TO DO:
Tally the lines of the entries in which the string "console" occurs, and say only how many.
:: DATA FOR THE TASK ::
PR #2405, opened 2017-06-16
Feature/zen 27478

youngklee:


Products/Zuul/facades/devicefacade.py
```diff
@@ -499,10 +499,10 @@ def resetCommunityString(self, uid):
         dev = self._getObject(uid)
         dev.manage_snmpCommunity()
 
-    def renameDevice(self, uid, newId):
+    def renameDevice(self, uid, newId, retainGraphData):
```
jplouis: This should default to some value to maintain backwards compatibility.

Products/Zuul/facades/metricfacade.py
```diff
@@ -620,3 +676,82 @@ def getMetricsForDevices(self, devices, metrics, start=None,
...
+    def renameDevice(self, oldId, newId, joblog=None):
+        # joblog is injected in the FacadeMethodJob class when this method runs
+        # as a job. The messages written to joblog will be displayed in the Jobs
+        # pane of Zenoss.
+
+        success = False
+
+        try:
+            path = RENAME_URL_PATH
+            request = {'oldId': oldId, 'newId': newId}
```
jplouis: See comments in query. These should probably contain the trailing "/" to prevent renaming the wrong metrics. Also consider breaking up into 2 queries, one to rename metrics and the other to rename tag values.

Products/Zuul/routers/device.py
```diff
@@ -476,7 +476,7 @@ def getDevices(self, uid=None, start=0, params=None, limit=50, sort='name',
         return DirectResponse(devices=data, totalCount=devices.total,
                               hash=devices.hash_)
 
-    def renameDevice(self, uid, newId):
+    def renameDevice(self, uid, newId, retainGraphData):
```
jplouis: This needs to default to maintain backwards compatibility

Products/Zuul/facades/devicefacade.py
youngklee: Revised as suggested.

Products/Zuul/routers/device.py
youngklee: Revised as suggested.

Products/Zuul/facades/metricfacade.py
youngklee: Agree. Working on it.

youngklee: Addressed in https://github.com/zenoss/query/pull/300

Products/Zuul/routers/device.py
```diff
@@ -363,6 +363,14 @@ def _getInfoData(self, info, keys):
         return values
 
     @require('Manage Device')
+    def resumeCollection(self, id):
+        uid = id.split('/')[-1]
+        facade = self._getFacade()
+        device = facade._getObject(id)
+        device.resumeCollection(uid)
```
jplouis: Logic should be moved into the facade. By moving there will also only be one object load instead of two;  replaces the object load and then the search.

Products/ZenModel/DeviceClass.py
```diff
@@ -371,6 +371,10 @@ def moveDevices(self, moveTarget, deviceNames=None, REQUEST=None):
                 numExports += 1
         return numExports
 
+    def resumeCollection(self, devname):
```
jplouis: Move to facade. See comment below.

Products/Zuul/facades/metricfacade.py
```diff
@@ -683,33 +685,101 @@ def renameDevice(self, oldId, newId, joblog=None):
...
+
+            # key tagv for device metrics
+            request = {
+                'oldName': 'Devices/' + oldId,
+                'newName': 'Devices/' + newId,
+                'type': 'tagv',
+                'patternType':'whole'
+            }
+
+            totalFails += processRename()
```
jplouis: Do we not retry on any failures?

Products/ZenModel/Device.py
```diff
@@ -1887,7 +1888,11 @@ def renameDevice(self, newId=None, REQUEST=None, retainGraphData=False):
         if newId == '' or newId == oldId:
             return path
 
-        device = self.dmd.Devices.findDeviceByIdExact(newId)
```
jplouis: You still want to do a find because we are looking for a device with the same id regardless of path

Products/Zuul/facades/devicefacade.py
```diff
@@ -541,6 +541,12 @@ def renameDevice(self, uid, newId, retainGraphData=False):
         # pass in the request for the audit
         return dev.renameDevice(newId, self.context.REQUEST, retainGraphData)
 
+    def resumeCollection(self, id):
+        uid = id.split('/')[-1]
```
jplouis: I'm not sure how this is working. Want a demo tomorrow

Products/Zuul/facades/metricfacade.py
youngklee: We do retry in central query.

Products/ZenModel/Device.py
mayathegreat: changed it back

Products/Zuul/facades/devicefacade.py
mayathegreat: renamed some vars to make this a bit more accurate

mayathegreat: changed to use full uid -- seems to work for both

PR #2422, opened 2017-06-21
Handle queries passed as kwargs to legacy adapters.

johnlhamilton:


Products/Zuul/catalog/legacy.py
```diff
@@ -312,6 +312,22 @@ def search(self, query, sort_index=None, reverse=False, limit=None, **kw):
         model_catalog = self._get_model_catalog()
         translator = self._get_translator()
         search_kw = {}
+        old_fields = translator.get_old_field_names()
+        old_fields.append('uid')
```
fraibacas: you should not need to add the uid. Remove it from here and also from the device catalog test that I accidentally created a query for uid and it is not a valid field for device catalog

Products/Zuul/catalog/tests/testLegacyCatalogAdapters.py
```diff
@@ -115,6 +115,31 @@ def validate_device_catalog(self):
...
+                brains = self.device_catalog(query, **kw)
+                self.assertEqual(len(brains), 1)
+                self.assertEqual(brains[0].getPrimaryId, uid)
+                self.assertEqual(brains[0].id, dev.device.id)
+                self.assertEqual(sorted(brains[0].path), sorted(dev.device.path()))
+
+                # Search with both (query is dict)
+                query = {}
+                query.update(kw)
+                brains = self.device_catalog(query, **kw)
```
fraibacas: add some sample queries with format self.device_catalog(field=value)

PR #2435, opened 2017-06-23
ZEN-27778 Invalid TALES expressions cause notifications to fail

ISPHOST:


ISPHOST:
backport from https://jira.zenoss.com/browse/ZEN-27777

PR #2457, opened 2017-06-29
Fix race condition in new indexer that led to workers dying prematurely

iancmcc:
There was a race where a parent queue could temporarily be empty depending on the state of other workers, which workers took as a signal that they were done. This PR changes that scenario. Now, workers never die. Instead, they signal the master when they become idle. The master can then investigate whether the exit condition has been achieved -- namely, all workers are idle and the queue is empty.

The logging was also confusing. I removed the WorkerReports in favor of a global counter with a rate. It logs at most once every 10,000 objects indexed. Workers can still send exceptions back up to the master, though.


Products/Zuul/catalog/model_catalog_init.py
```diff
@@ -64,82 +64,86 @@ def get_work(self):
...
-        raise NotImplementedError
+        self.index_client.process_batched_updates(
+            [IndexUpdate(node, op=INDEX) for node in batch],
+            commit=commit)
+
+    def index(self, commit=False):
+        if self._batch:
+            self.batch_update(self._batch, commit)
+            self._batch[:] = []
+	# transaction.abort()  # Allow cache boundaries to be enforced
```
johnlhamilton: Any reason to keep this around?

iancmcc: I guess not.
:::
:: DATA FOR THE TASK ::
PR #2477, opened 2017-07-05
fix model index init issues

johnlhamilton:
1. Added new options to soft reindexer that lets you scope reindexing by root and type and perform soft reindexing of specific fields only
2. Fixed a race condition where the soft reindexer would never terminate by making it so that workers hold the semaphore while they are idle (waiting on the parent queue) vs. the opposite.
:::
:: DATA FOR THE TASK ::
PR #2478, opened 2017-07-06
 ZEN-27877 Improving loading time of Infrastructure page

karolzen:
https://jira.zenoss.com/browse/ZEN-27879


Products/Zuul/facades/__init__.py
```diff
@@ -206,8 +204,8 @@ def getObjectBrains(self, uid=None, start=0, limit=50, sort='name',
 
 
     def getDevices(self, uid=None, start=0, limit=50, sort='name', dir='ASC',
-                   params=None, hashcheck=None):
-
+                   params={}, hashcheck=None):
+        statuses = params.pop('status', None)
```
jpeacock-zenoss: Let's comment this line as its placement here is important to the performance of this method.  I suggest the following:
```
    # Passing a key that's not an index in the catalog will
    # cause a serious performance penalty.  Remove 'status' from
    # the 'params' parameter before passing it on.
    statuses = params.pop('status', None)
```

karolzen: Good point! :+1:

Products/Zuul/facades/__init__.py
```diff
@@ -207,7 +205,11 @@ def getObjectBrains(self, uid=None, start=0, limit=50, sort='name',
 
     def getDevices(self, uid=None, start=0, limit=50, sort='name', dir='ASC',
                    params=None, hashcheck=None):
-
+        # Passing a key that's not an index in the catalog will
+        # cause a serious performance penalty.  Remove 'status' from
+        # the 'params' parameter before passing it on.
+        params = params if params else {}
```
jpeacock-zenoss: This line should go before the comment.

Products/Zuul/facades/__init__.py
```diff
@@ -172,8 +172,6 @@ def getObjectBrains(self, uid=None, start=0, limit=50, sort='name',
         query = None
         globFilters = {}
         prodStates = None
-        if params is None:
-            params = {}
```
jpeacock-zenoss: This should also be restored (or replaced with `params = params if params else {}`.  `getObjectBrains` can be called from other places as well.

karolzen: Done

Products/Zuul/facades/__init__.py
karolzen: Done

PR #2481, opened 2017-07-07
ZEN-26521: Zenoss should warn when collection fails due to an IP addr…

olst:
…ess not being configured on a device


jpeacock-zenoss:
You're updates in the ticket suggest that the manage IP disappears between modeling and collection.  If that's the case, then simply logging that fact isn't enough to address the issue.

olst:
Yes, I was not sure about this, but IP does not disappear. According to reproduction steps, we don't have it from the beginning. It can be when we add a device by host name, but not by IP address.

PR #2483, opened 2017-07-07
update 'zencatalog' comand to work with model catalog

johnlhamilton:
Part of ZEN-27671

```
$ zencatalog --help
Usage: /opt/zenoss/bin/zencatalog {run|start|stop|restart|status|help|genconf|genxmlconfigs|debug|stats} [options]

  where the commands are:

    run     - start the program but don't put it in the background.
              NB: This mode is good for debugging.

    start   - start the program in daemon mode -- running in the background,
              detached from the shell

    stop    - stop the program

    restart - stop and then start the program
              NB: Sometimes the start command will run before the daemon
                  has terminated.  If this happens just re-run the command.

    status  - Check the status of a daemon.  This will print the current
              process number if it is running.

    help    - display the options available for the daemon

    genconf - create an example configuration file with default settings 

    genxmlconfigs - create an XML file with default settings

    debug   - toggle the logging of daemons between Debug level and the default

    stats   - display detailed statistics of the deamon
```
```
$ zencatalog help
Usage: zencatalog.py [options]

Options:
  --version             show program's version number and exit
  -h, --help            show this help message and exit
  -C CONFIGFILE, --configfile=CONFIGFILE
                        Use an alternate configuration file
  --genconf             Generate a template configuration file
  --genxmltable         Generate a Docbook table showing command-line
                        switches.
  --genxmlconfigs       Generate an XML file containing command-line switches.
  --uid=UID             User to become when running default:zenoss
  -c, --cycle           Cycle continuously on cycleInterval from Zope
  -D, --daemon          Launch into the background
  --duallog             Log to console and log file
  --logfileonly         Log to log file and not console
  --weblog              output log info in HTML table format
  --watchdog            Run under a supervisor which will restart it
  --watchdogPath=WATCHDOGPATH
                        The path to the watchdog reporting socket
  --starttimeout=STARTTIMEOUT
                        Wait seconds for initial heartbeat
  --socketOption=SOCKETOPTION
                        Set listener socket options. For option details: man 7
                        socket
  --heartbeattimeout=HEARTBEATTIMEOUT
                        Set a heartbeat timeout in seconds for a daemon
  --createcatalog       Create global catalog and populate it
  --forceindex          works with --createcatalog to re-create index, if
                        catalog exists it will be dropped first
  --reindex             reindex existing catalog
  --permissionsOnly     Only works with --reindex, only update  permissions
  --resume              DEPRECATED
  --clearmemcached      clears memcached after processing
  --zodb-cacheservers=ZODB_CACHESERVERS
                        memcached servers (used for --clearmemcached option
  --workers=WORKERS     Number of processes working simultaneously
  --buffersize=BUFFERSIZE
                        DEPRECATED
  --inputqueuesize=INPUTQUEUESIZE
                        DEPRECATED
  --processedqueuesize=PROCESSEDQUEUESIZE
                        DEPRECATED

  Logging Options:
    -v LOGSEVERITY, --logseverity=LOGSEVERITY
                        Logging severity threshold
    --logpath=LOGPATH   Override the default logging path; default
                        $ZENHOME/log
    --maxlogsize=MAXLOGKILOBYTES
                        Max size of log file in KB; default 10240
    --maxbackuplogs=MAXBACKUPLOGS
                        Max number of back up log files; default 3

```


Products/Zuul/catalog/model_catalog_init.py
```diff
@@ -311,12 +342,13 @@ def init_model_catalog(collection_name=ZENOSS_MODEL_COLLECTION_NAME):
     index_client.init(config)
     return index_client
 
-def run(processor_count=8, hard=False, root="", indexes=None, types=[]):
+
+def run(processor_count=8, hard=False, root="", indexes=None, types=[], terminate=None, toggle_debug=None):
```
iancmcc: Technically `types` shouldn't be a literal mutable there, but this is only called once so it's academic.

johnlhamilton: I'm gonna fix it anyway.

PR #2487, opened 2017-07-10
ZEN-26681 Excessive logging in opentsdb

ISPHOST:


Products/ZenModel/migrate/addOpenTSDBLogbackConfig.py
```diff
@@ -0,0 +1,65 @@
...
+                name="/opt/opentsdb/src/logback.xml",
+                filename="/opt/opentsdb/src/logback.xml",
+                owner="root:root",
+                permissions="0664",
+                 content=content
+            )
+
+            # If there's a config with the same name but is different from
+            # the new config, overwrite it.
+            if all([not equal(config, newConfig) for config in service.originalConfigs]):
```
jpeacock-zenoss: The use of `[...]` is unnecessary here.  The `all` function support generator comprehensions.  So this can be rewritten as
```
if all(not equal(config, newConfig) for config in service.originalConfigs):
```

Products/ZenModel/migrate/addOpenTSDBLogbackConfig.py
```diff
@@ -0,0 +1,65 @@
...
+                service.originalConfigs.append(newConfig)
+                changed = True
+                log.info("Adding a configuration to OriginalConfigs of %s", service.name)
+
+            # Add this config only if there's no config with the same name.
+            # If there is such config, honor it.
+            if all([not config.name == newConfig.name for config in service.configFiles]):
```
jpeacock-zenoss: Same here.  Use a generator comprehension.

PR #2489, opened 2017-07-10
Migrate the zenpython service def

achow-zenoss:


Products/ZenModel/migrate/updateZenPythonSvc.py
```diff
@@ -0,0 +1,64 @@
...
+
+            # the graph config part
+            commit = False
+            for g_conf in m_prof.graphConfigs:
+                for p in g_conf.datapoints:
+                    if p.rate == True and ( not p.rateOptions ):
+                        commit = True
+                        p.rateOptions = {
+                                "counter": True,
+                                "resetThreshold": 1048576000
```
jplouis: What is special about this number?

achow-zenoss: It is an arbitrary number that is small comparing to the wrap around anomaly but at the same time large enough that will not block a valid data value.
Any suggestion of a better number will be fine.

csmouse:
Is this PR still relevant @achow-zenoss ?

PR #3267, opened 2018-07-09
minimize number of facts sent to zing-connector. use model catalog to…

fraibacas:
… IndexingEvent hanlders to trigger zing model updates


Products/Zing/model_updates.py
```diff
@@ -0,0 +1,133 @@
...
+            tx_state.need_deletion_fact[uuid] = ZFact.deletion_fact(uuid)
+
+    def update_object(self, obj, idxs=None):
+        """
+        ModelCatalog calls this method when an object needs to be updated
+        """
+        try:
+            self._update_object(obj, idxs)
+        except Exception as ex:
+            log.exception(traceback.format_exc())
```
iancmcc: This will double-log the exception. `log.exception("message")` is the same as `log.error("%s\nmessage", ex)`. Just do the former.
:::
ANSWER AREA:
2